● Aim of the task: In the entries below, find the line with "petrjasek: you can" and the line with "petrjasek: but given". Print those two and everything between them exactly, and nothing else.

[[ Data shown, beginning ]]

PR #1807, opened 2020-02-13
[EDITOR UTILS] embed pre-processing + fixed HTML parsing:

jerome-poisson:
pre-processing of embed for customisation is now possible using
callables set in the new `EMBED_PRE_PROCESS` setting.

This patch also fix parsing of HTML, as part of the HTML could be lost
with DOM.parse_html + selecting only children (seen with QUMU embed).
As we use `lxml` as draftjs_exporter backend, we can use
`superdesk.etree.parse_html`.

SDESK-4939

### DIFF
--- a/docs/editor.rst
+++ b/docs/editor.rst
@@ -48,3 +48,15 @@ show how to add an embedded code at the top of the body::
        body_editor.prepend('embed', '<p class="some_class">some embedded HTML to
        prepend</p>')
        body_editor.update_item()
+
+Rendering customisation
+=======================
+
+Sometimes, you may want to modify the behavior of the renderer.
+
+embeds
+------
+
+Embeds can be modified before being rendered. For that, the ``EMBED_PRE_PROCESS`` setting
+can be used. It is an iterable linking to callable. Each callable will get the data dict
+where the ``html`` key contains the raw HTML, so it can modify it.
--- a/tests/editor_utils_test.py
+++ b/tests/editor_utils_test.py
@@ -11,13 +11,18 @@
 
 import json
 import uuid
-import unittest
+from superdesk.tests import TestCase
 import superdesk.editor_utils as editor_utils
 
 from superdesk.editor_utils import Editor3Content
 
 
-class Editor3TestCase(unittest.TestCase):
+class Editor3TestCase(TestCase):
+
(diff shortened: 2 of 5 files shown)


jerome-poisson:
@petrjasek FYI I've added a test + modified the parsing of HTML in `superdesk.etree` to fix handling of some corner cases (notably the use of `<script>` as it is the case with QUMU).

docs/editor.rst
```diff
@@ -48,3 +48,15 @@ show how to add an embedded code at the top of the body::
...
+Rendering customisation
+=======================
+
+Sometimes, you may want to modify the behavior of the renderer.
+
+embeds
+------
+
+Embeds can be modified before being rendered. For that, the ``EMBED_PRE_PROCESS`` setting
+can be used. It it an iterable linking to callable. Each callable will get the data dict
```
ride90: Typo "It it" -> "It is"

tests/editor_utils_test.py
```diff
@@ -11,13 +11,18 @@
...
 from superdesk.editor_utils import Editor3Content
 
 
-class Editor3TestCase(unittest.TestCase):
+class Editor3TestCase(TestCase):
+
+    def setUp(self):
+        super().setUp()
+        if "EMBED_PRE_PROCESS" in self.app.config:
+            del self.app.config["EMBED_PRE_PROCESS"]
```
ride90: why do we need this?

jerome-poisson: Because the config is global to the whole test, and when I modify `EMBED_PRE_PROCESS` at https://github.com/superdesk/superdesk-core/pull/1807/files#diff-80f1d1a029ab2f40ac5996f23c54282aR1614 it will impact all following test, which may fail if they use embed. I'm not sure it there is a cleaner way.

ride90: Got it thanks.
I think `setUp` is called before every test anyway and by default `EMBED_PRE_PROCESS` is not set anyway.

ride90: ahh, ok got it now. You can ignore my previous comment :)

docs/editor.rst
jerome-poisson: fixed, thx

PR #1809, opened 2020-02-18
[SDESK-5021] Extend FTP transmit to push associations

marwoodandrew:


superdesk/publish/formatters/ninjs_ftp_formatter.py
```diff
@@ -0,0 +1,60 @@
...
+#
+# Copyright 2013, 2014 Sourcefabric z.u. and contributors.
+#
+# For the full copyright and license information, please see the
+# AUTHORS and LICENSE files distributed with this source code, or
+# at https://www.sourcefabric.org/superdesk/license
+
+
+from .ninjs_formatter import NINJS2Formatter
+from superdesk.storage.amazon_media_storage import _guess_extension
```
petrjasek: imo would be good to move this into some `media_utils` module

superdesk/publish/transmitters/ftp.py
```diff
@@ -51,13 +54,67 @@ def _transmit(self, queue_item, subscriber):
 
         try:
             with ftp_connect(config) as ftp:
+
+                if config.get('push_associated', False):
```
petrjasek: is this config only available with ninjs formatter?

marwoodandrew: This is a config setting for the FTP transmitter, set in the config for the transmitter in client-core.
There is an assumption that the formatted item will be ninjs, but if there are no associations in whatever format it should not be a problem!

superdesk/publish/formatters/ninjs_ftp_formatter.py
marwoodandrew: I've moved the functions off into the media module

superdesk/publish/transmitters/ftp.py
petrjasek: I'm not sure about this `item = json.loads(queue_item['formatted_item'])` in case of eg newsml, maybe it should have some `try/catch` on it

marwoodandrew: Good point! I've put a try catch on it.

superdesk/publish/formatters/ninjs_ftp_formatter.py
```diff
@@ -0,0 +1,48 @@
...
+# For the full copyright and license information, please see the
+# AUTHORS and LICENSE files distributed with this source code, or
+# at https://www.sourcefabric.org/superdesk/license
+
+
+from .ninjs_formatter import NINJS2Formatter
+from superdesk.media.renditions import get_rendition_file_name
+
+
+class FTPNinjsFormatter(NINJS2Formatter):
```
MarkLark86: We will need this in Superdesk v1.31, so it might be better to inherit from the original NINJSFormatter

PR #1812, opened 2020-02-20
Fix missing body_html field for updates of scheduled items. [SDBELGA-307]

GyanP:


apps/archive/archive_rewrite.py
```diff
@@ -227,8 +227,8 @@ def _create_rewrite_article(self, original, existing_item=None, desk_id=None):
             # send the document to the desk only if a new rewrite is created
             send_to(doc=rewrite, desk_id=(desk_id or original['task']['desk']), default_stage='working_stage')
 
-            # if we are rewriting a published item then copy the body_html
-            if original.get('state', '') in (CONTENT_STATE.PUBLISHED, CONTENT_STATE.CORRECTED):
+            # if we are rewriting a published item then copy the
```
petrjasek: seems like comment is missing the last wod

PR #1813, opened 2020-02-20
push resource:updated notification when there is an update

petrjasek:
SDESK-5053


superdesk/eve_backend.py
```diff
@@ -22,6 +22,35 @@
 from eve.methods.common import resolve_document_etag
 from elasticsearch.exceptions import RequestError, NotFoundError
 from superdesk.errors import SuperdeskApiError
+from superdesk.notification import push_notification
+
+
+SYSTEM_KEYS = set([
```
tomaskikutis: you might want to also add `_links` and `_id`

petrjasek: these are not stored in db so it won't make it there (`_id` is stored but mongo won't accept it in update payload)

PR #1818, opened 2020-02-26
As a user I want to filter content by Planning Agenda. [SDESK-5055]

GyanP:


apps/content_filters/filter_condition/filter_condition_parameters.py
```diff
@@ -205,3 +212,11 @@ def _get_stage_field_values(self, desks):
                 continue
             stages[i]['name'] = '{}: {}'.format(desk['name'], stage['name'])
         return tuple(i for i in stages if i)
+
+    def _get_planning_agendas(self):
+        agendas = []
+        agenda_service = get_resource_service('agenda')
+        cursor = agenda_service.find({'is_enabled': True})
```
petrjasek: you can do this via `return list(agenda_service.find({'is_enabled': True}))`

apps/content_filters/filter_condition/filter_condition_parameters.py
```diff
@@ -137,6 +138,12 @@ def get(self, req, lookup):
                   {'field': 'anpa_take_key',
                    'operators': ['in', 'nin', 'eq', 'ne', 'like', 'notlike', 'startswith', 'endswith']
                    },
+                  {'field': 'agendas',
```
petrjasek: actually you could add this field only if agenda is enabled, or even better create some api which planning could use to register a field..

petrjasek: but given that it's the first external field, I would probably just make it conditional and comment on adding api if needed next time..

GyanP: Is there a way to check if agendas or enabled or not? If not I can simply check the length of `agenda_values` that is coming from here `agenda_values = self._get_planning_agendas()`. Would it be fine?

petrjasek: I think it's this `if 'planning' in app.config.get('INSTALLED_APPS', []):` you do elsewhere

[[ Data shown, end ]]

● Written response:
petrjasek: you can do this via `return list(agenda_service.find({'is_enabled': True}))`

apps/content_filters/filter_condition/filter_condition_parameters.py
```diff
@@ -137,6 +138,12 @@ def get(self, req, lookup):
                   {'field': 'anpa_take_key',
                    'operators': ['in', 'nin', 'eq', 'ne', 'like', 'notlike', 'startswith', 'endswith']
                    },
+                  {'field': 'agendas',
```
petrjasek: actually you could add this field only if agenda is enabled, or even better create some api which planning could use to register a field..

petrjasek: but given that it's the first external field, I would probably just make it conditional and comment on adding api if needed next time..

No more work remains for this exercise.